People Can Fly (PCF Group S.A.) reported 190.4 million PLN in revenue for the 2024 fiscal year, with auditors Grant Thornton issuing an unqualified opinion on the consolidated financial statements.
The Group recorded an 18.1 million PLN impairment charge on goodwill, resulting in a remaining goodwill balance of 33.3 million PLN.
Ongoing game development projects account for 111.6 million PLN in intangible assets.
Realization of 52.9 million PLN in deferred tax assets faces uncertainty due to shifts in long-term strategy and tax projections extending through 2029.
The company maintains a stable financial foundation with no material uncertainties regarding its ability to continue as a going concern.
Financial reporting for 2024 fully complies with International Financial Reporting Standards and the technical specifications of the European Single Electronic Format.
The 2024 consolidated financial statements for PCF Group S.A., known globally as People Can Fly, present a fair and accurate representation of the Group’s financial position in accordance with International Financial Reporting Standards. The Group maintained a stable financial foundation throughout the fiscal year, with auditors issuing an unqualified opinion and confirming no material uncertainties regarding its ability to continue as a going concern. This assessment covers the Group’s international operations and development activities, focusing on the valuation of complex revenue streams and significant intangible assets.

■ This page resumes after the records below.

PR #1765, opened 2025-03-11
OCPBUGS-48614: Move ose-aws-ecr-image-credential-provider to CoreOS base

jlebon:
The ose-aws-ecr-image-credential-provider package is used in AWS by the kubelet to get ECR credentials, as described by:

https://kubernetes.io/docs/tasks/administer-cluster/kubelet-credential-provider/

However, it's also currently used at least by ROSA to provide a pull secret to podman during provisioning. This use case then broke when we switched to el-only bootimages and stopped including it.

The long-term goal is to have that functionality in RHEL proper, but at least for 4.19 let's work around this by lowering the package down to the CoreOS layer.

See also: https://issues.redhat.com/browse/RHEL-82921

### DIFF
--- a/common.yaml
+++ b/common.yaml
@@ -276,6 +276,10 @@ packages:
  - dnf
  # https://issues.redhat.com/browse/OCPBUGS-35247
  - subscription-manager
+ # XXX: This should be in packages-openshift.yaml instead. For now,
+ # it's in the base until the equivalent functionality lands in RHEL:
+ # https://issues.redhat.com/browse/RHEL-82921
+ - ose-aws-ecr-image-credential-provider
 
 packages-x86_64:
   # Temporary add of open-vm-tools. Should be removed when containerized
--- a/packages-openshift.yaml
+++ b/packages-openshift.yaml
@@ -13,7 +13,8 @@ packages:
   # The packages below are present in CentOS Stream/RHEL,
   # and depend on one or more of the above.
   - NetworkManager-ovs
-  - ose-aws-ecr-image-credential-provider
+  # XXX: There should also be ose-aws-ecr-image-credential-provider here. See
+  # common.yaml.
   - ose-azure-acr-image-credential-provider
   - ose-gcp-gcr-image-credential-provider
 


jlebon:
CI will require https://github.com/openshift/release/pull/62674.

jlebon:
Yeah, we have known testiso CI issues currently (opened https://github.com/openshift/os/pull/1769).

The OKD jobs are new. Looks like the extensions build is failing on getting kernel-rt from the NFV repo. For now I'll override but cc @Prashanth684 can you take a look?

/override ci/prow/okd-scos-e2e-aws-ovn

The e2e-aws test is failing on... something. Looks like bootstrapping failed but I don't know where to look in the artifacts for the right logs.

I don't think it's the case here, but if e2e-aws requires ose-aws-ecr-image-credential-provider, it's expeted that it'd fail because in CI we only build the node layer, we don't rebuild the CoreOS base. So that layered node image built in CI is missing the package entirely.

Anyway, for now

/override ci/prow/e2e-aws

Prashanth684:
> The OKD jobs are new. Looks like the extensions build is failing on getting kernel-rt from the NFV repo. For now I'll override but cc @Prashanth684 can you take a look?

Key financial highlights include the reporting of 190.4 million PLN in revenue derived from intricate customer contracts and the management of 111.6 million PLN in intangible assets tied to ongoing game development projects. However, the fiscal year was marked by strategic adjustments, resulting in an 18.1 million PLN impairment charge on goodwill, which reduced the remaining balance to 33.3 million PLN. Furthermore, shifts in long-term strategy and tax projections through 2029 have introduced specific uncertainties regarding the realization of 52.9 million PLN in deferred tax assets, requiring careful valuation and monitoring.
The Group’s reporting practices comply with all material legal requirements, including the technical specifications of the European Single Electronic Format. The audit process, conducted by Grant Thornton for the second consecutive year, affirmed the independence of the auditing body and the consistency between the management reports and the underlying financial data. These findings underscore a period of strategic transition for the Group as it balances significant development investments with evolving market projections and tax planning strategies.